Невельской посмотрел с удивлением, не понимая, какая еще беда может быть – и так хуже некуда. Рука его опять потянулась к крышке от чернильницы. Она так и искала, за что бы ухватиться.
– Вы получали что-нибудь от Баласогло? – спросил Муравьев быстро.
– Я не был утром на почте, но в Якутске ничего не получал.
– Вы давно знаете его?
– Двенадцать лет.
– Как вы познакомились?
– Он преподавая шагистику в корпусе…
– Баласогло арестован, – сказал губернатор. – Он – участник революционного заговора… В Петербурге раскрыт обширный противоправительственный заговор и произведены многочисленные аресты. Готовился переворот. Заговорщикам грозит смертная казнь.
Невельской остолбенел.
– Целью заговора было распространение социалистического учения, свержение государя и превращение России в республику. Заговорщиков винят, что они готовили огромное восстание в Сибири и на Урале, и возглавлял все это некий Петрашевский, чиновник Министерства иностранных дел…
«Петрашевский? Неужели это тот самый? Может быть, однофамилец?» – подумал капитан.

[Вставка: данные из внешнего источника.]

PR #6095, opened 2024-10-07
feat(collections/unstable): support `Iterable` argument in `slidingWindows`

Liam-Tait:
Support Iterable for `slidingWindows`

While working here I have made the errors a bit more granular.

With light benchmarking I have also made the array use case around ~2x faster (on my machine).

- [x] Remove the benchmark before merging (causing lint error as it is not exported)

#5470


kt3k (approved):
LGTM. Thanks!

PR #6104, opened 2024-10-10
refactor(json): use trim for blank space check

softwarespot:
Using `String.prototype.trim` to determine if a chunk is "blank", checks for more white space characters, than was in the previous regular expression.

### DIFF
--- a/json/parse_stream.ts
+++ b/json/parse_stream.ts
@@ -4,18 +4,14 @@
 import type { JsonValue } from "./types.ts";
 import { parse } from "./_common.ts";
 
-const blanks = /^[ \t\r\n]*$/;
-function isBlankSpace(str: string) {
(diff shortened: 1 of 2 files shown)


kt3k:
To my understanding, `chunk.trim()` allocates a new string, while `regexp.test(chunk)` doesn't. I think this has negative effects in runtime performance.

softwarespot:
You make a fair point, and I could be wrong, don't regular expressions also have a negative affect on runtime performance when the length of the chunk gets big?

timreichen:
Ref: https://github.com/denoland/std/pull/5751

softwarespot:
@timreichen I missed that PR, so thanks for bringing it to my attention. I will close this PR in that case. Thanks everyone

PR #6105, opened 2024-10-10
docs(path): re-add URL examples to `@std/path/posix` examples

devmattrick:
I'm not sure if this was intentional, but the documentation added regarding URL manipulation with the `@std/path/posix` module in #5371 was inadvertently removed in #5900 and #5904.

It seems like the methods that accept a URL object are still in unstable and the [current docs](https://jsr.io/@std/url) for `@std/url` link to the `@std/path/posix` module, so I think it might be a good idea to re-add these examples.


kt3k (approved):
Sounds reasonable to me. Thanks for the suggestion.

PR #6106, opened 2024-10-11
test(cbor): empty string being excluded from expected result

BlackAsLight:
Closes: https://github.com/denoland/std/issues/6102

The expected result was filtering out empty strings provided in the input text, while `CborTextEncoderStream` doesn't remove them. The test appeared flaky because of the randomness of the test. In the event the first random chose zero (which is a 1 in 24 chance), an empty string would be one of the chunks. An empty string is encoded as byte 96. 

Lowering the size of the strings had no effect on the flakiness of the tests, but I am assuming that's why they were lowered in the first place.

### DIFF
--- a/cbor/text_encoder_stream_test.ts
+++ b/cbor/text_encoder_stream_test.ts
@@ -13,12 +13,13 @@ Deno.test(
     const strings = [
       "a".repeat(random(0, 24)),
       "a".repeat(random(24, 2 ** 8)),
-      "a".repeat(random(2 ** 8, 2 ** 10)),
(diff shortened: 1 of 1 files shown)


kt3k:
> The expected result was filtering out empty strings provided in the input text, while CborTextEncoderStream doesn't remove them. The test appeared flaky because of the randomness of the test. In the event the first random chose zero (which is a 1 in 24 chance), an empty string would be one of the chunks. An empty string is encoded as byte 96.

Thanks for looking into this!

kt3k (approved):
LGTM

– Дело это имеет огромное влияние на всю жизнь России и на наши действия на Амуре в том числе. У них были свои люди всюду… И здесь тоже! По крайней мере, так подозревают… Нас с вами могут обвинить в любой миг. Вот теперь я скажу вам, что был тысячу раз прав, что отстранил от себя Баласогло. Я знаю, меня порицали и за это, но мой нюх меня не подвел. Судите сами, какие после этого могут быть гавани на устье, когда никто и ни о чем теперь и заикнуться не смеет! Наша с вами ответственность теперь возрастает в тысячу раз!
Невельской мгновенно вспомнил свои разговоры с Александром, общие настроения своих штатских приятелей.
«Что за чушь? Какое восстание в Сибири и на Урале?» – думал он. Никогда ничего подобного не говорил ему Александр. Вообще Баласогло, как казалось капитану, не мог быть участником никакого заговора, это человек, лишь возмущенный несправедливостями.
Муравьев помянул, что получил личное письмо от министра внутренних дел графа Льва Алексеевича Перовского, который, как знал капитан, приходился Николаю Николаевичу родственником и покровительствовал ему. Губернатор дал понять, что Невельской может чувствовать себя в Иркутске совершенно спокойно. И тут же добавил, что в Петербурге не щадят некого, что там все притихло и замерло и что, несмотря на письмо Перовского, он сам толком не знает, что там происходит.
– Конечно, все это очень неприятно, – небрежно молвил Невельской, еще не придавая значения тому, что услышал, – но давайте судить трезво, Николай Николаевич… Какое, в конце концов, нам с вами дело, когда мы начинаем осуществлять заветную мечту!..
– Какое дело? – перебил его губернатор. – Да это первостепенная неприятность!
– Нет, как хотите, а я не согласен с вами. Да вот и надо действовать именно сейчас, идти напролом! Потребовать суда и людей и занять Южный пролив. Да, Николай Николаевич! Какое нам дело до всех тайных заговоров и тайных канцелярий, когда здесь-то дело ясно как божий день!
– Вы не боитесь последствий подобных ходатайств?
– Ни боже мой! Да только так мы и докажем нашу преданность престолу и Отечеству! – воскликнул капитан.
– Вы безумец! Верно сказал вам Василий Алексеевич, что вы мните, будто о двух головах.
– И потом, я не могу вам не сказать о докладе. Ведь мы успели бы все сделать в год, в два. Зачем нам аянская тропа, где люди будут умирать от цинги и голода… Не Камчатку, а Южный пролив и устье надо занять немедленно!
– По нынешним временам это несчастье, что у Амура есть южный фарватер! – вскакивая и мягко, но выразительно поколачивая указательным пальцем по воздуху, воскликнул Муравьев.